O mais relevante dos trabalhos que incorporam a dimensão ambiental no campo da avaliação da qualidade de vida foi recentemente desenvolvido em Belo Horizonte, num esforço conjunto entre a Prefeitura Municipal dessa cidade e a Pontifícia Universidade Católica de Minas Gerais (PUC/MG). A intenção foi construir um Índice de Qualidade de Vida Urbana para Belo Horizonte - IQVU/BH que avaliasse a qualidade de vida em diversos espaços da cidade, procurando refletir os diferenciais intra-urbanos da distribuição dos recursos urbanos e a acessibilidade da população a tais recursos. O IQVU/BH pretendeu contribuir no processo de gestão municipal orientando as políticas públicas (Prefeitura de Belo Horizonte, 1996). A idéia básica foi centrar os indicadores no local urbano para onde se destinam os recursos urbanos, e não no indivíduo. A intenção do IQVU/BH foi

“medir a qualidade de vida urbana, quantificando um dos seus aspectos essenciais: a oferta de equipamentos, bens e serviços urbanos à população, de forma a propiciar-lhe a satisfação de suas necessidades básicas [...]. O índice procura incorporar uma medida de acessibilidade a tal recurso” (NAHAS e MARTINS: 1995, 4p).

O índice é composto por variáveis e componentes e as informações, tanto qualitativas como quantitativas, são estruturadas num modelo matemático. O modelo de cálculo prevê uma articulação entre índices setoriais através da ponderação das variáveis. Cada índice setorial incorpora índices de oferta local e acessibilidade aos serviços. O modelo prevê onze variáveis: abastecimento, assistência social, cultura, educação, esportes, habitação, infra-estrutura urbana, meio ambiente, saúde, segurança e serviços urbanos.

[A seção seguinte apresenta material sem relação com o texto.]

PR #1716, opened 2017-09-28
using postgresql as the database

stephaniewilkinson:
great project, thank you! I'm making a PR in case you are interested in the code I needed to change to get this running on postgresql. 

At the very least you can keep the `database.yml.postgresql` file I made. Happy to commit to docs if needed as well!


bear454:
There's a lot more here than enabling postgres, most of which we can't accept. Please separate out the pg sample config, and some documentation, into a separate PR.

Issue #1687, opened 2017-09-11
Inform in advance about eventschedule deletion upon change of conference dates


differentreality:
From @kormoc in #1640 

I would like to request that a click though okay/cancel is given that displays the number of events this change will delete before deleting them. It was non-obvious that we had to expand, move, and then contract to change hour windows.

Thanks!

rahul2240:
can i take this?

differentreality:
@rahul2240 you can, if you want to :)

rahul2240:
@differentreality  I have to show the events that are going to delete when the conference dates are changed.Nothing else right? Please correct me if i am wrong.

differentreality:
Showing all events is an overkill (and can be a lot of data to show on a pop up). 

We should show something along those lines:
'Are you sure you want to make to change conference hours? You have already scheduled content, which will be unscheduled if you proceed. Do you wish to proceed?'

rahul2240:
Thanks 😄 I will do it.

PR #1730, opened 2017-10-02
Add popup message before eventschedule hours change

rahul2240:
Pop up window is added before editing the conference schedule hours to let the organizer know that it will unschedule the scheduled events
Closes https://github.com/openSUSE/osem/issues/1687


rahul2240:
@differentreality Please check the PR and i don't think these failures are due to my changes.

differentreality:
I have another suggestion about how to implement this:
1. Add a hint on the fields
2. Add a confirm message to save button

What do you think about this @rahul2240 ?

rahul2240:
@differentreality That will be better. 😄

rahul2240:
@differentreality  ok now?

differentreality:
@rahul2240 my suggestion was that we add a confirmation on save button, instead of the javascript popups.
Also please add new commits to the PR with your changes.

PR #1734, opened 2017-10-02
Added amount check for payments#new 

### LINKED ISSUE #1733: Use CanCan Exception to handle payments#new amount check
Instead of using a new function in the controller ,raise a CanCan exception for the same with a suitable redirect message.

rishabhptr:
Fixes #1733


differentreality:
Nice @rishabhptr :+1: Thank you, merging it :tada:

Inegavelmente, tanto o processo de construção/discussão do IQVU/BH quanto a própria proposta representam um salto significativo na tentativa de mensurar a qualidade de vida urbana. Isto pelos seguintes aspectos: 1) incorporação da interdisciplinaridade, da integração institucional e da participação ao método de

pesquisa; 2) intenção de subsidiar/instrumentalizar a gestão pública em nível local; 3) tentativa de incorporar os diferenciais intra-urbanos de qualidade de vida; 4) intuito de contemplar não só a oferta de serviços, mas também a acessibilidade. No entanto, em se tratando de qualidade de um espaço urbano, o IQVU/BH negligencia os atores sociais que estão produzindo esse espaço, seus desejos, suas concepções de qualidade de vida, suas prioridades e suas subjetividades. Não podemos esquecer que há distintas percepções da qualidade de vida, a depender de cada grupo social, de cada cultura e, inclusive, de quem está pesquisando e administrando. Além disso, a tentativa de construção de um modelo matemático/quantitativo parece não ser suficiente para definir a qualidade de um espaço. Esse processo deve incorporar quem mora no lugar. Uma outra limitação inerente a qualquer intenção de mensurar a qualidade de um ambiente está na dificuldade de operacionalizar a obtenção dos dados setoriais, face à deficiência dos sistemas de informação e aos zoneamentos diferenciados de cada instituição.